I feel that if it weren't for failing "bigs" like Marcus Fizer, Ike Diogu would have been a fringe lottery draft pick. He is not quick enough to defend small forwards but is strong enough to match up with most PF's in the league. He is an assassin in the block and has good range out to 20 feet. He is also an intelligent player that understands spacing and can run the pick and roll effectively for our guards. His build is similar to Elton Brand's, is as versatile as Donyell Marshall, but fear that he could be the next Robert Traylor or Marcus Fizer. I think Diogu is worth a shot.. the fact that he is as consistent and as solid as he is, I dont think you could really go wrong. We know how much Jon Barry, Ryan Bowen, and Deke have done for our team despite getting limited minutes. I wouldn't mind having Diogu backing up our front court.

*Best Case:* Poor man's Elton Brand.
*Worst Case:* Marcus Fizer

--------------------------------------------

*Hakim Warrick*










*6-8 | 215 lbs.
Stats:* .55 FG% | .68 FT% | 21.4 PPG | 8.6 RPG | 0.8 BPG | 1.57 PPS

Scouting Summary:
+ Athletic rebounder
+ Strong finisher
+ Above average handle and good shooting mechanics
+ Tremendous upside

- One dimensional, very raw athlete
- Size and weight
- Poor defense

Warrick is the college version of K-Mart... so I'm thinking when he reaches the NBA, we can call him Mini-Mart. When I think of Warrick, I think of the Drew Goodens, Stromile Swifts, and the Steven Hunters in this league. They all rely purely on athleticism and have a tendency to make boneheaded plays that threaten to banish these players to the bench for good. The difference between DGood, Stro, Steven _Who? _ and Warrick is that Warrick is just a shade over 6'8" while the others are flirting with 7-feet.

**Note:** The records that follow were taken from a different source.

PR #95, opened 2024-09-18
First code refactor for adding unitary tests

sergio-costas:
Some code refactoring with the aim of preparing it for adding unitary tests, and also to clean the code and make it more maintainable.

The first commit moves all the code that checks if we are in a graphical session into their own file, removing it from `main`.

The second commit replaces global variables into local ones wherever possible.

The third commit moves all the snapd-notices-monitor code into its own object. This object can be seen as a "super-notices-monitor", which hides when the notices socket is closed (for example, because snapd has been updated), thus keeping the illusion that the connection lasts forever.


src/sdi-refresh-monitor.c
```diff
@@ -618,9 +575,8 @@ void sdi_refresh_monitor_init(SdiRefreshMonitor *self) {
   self->refreshing_snap_list = g_hash_table_new_full(
       g_str_hash, g_str_equal, g_free, free_progress_task_data);
   self->client = snapd_client_new();
-  if (check_is_running_in_snap())
```
robert-ancell, line 621: Why did you remove this function? It makes the check more readable.

src/sdi-snapd-monitor.c
```diff
@@ -0,0 +1,105 @@
...
+               NULL, NULL, NULL, G_TYPE_NONE, 2, SNAPD_TYPE_NOTICE,
+               G_TYPE_BOOLEAN);
+}
+
+SdiSnapdMonitor *sdi_snapd_monitor_new() {
+  return g_object_new(SDI_TYPE_SNAPD_MONITOR, NULL);
+}
+
+gboolean sdi_snapd_monitor_start(SdiSnapdMonitor *self) {
+
```
robert-ancell, line 100: nit: empty line

src/main.c
```diff
@@ -58,15 +63,10 @@ static void do_startup(GObject *object, gpointer data) {
 
 static void do_activate(GObject *object, gpointer data) {
```
robert-ancell, line 67: Can update this to `do_activate(GtkApplication *app)` which will make the following code a little more readable.

robert-ancell:
This is somewhat hard to review, it would be easier as three PRs.

src/main.c
```diff
@@ -31,25 +31,30 @@
 #include "sdi-session-helpers.h"
 #include "sdi-theme-monitor.h"
 
-static SnapdClient *client = NULL;
-static GtkApplication *app = NULL;
-static SdiThemeMonitor *theme_monitor = NULL;
-static SdiRefreshMonitor *refresh_monitor = NULL;
```
robert-ancell, line 39: By making these local they are a bit harder to manage, as they are never unreffed (same issue currently but all in one place). This would be better managed as a GApplication which I worked on at some point but never finished. Not sure if the in-between step of making them local is worth it?

sergio-costas:
You are right: as three PRs will be easier. Changing it.

PR #96, opened 2024-09-19
Move session code into helper file

sergio-costas:
To reduce the code in main, the code used for checking if we are or not in a graphical session is moved into their own file. That's the only change done: move all the code for checking if the current session is a graphical one from `main` into its own source file.


src/meson.build
```diff
@@ -11,6 +11,7 @@ snapd_desktop_integration = executable(
   'sdi-refresh-dialog.c',
   'sdi-refresh-monitor.c',
   'sdi-theme-monitor.c',
+  'sdi-user-session-manager.c',
```
robert-ancell, line 14: Doesn't sound like a manager, as there is no class just one helper method. Not sure of a better name but perhaps something like `sdi-graphical-session-helper.c`.

robert-ancell (approved):
The name was unexpected but the code changes look good.

src/meson.build
sergio-costas: You are right. Changing it.

sergio-costas: Done.

PR #97, opened 2024-09-19
Move the snapd-notices-monitor logic into its own class and add unitary test

sergio-costas:
This PR moves the snapd notices monitor code into its own class/object. This new object will keep a connection permanently open, even if snapd closes it (for example, because it is updated), by opening a new one. It also re-sends each notice event with exactly the same format, thus allowing to connect to it with the same logic than the original snapd notices monitor.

For Warrick to make any real contribution, he has to get much stronger and bigger without sacrificing his advantage in quickness. I doubt he could stop Josh Smith, let's not even think about Tim Duncan and Jermaine O'Neal. JVG will also have to do a good job of polishing up the raw Warrick so that he resembles Shawn Marion or Josh Howard.

*Best Case:* Very Poor Man's Shawn Marion
*Worst Case:* Jonathan Bender



Tomorrow - Ronny Turiaf, Jarrett Jack, Wayne Simien


----------



## hitokiri315 (Apr 30, 2004)

I am really doubting that the rockets are going to draft jarrett jack so you might as well save you breath on that guy.


----------



## Ming_7_6 (May 6, 2005)

Only problem is Diguo measured out at 6-7, so Simien is almost 3 inches taller according to all the draft reports coming in.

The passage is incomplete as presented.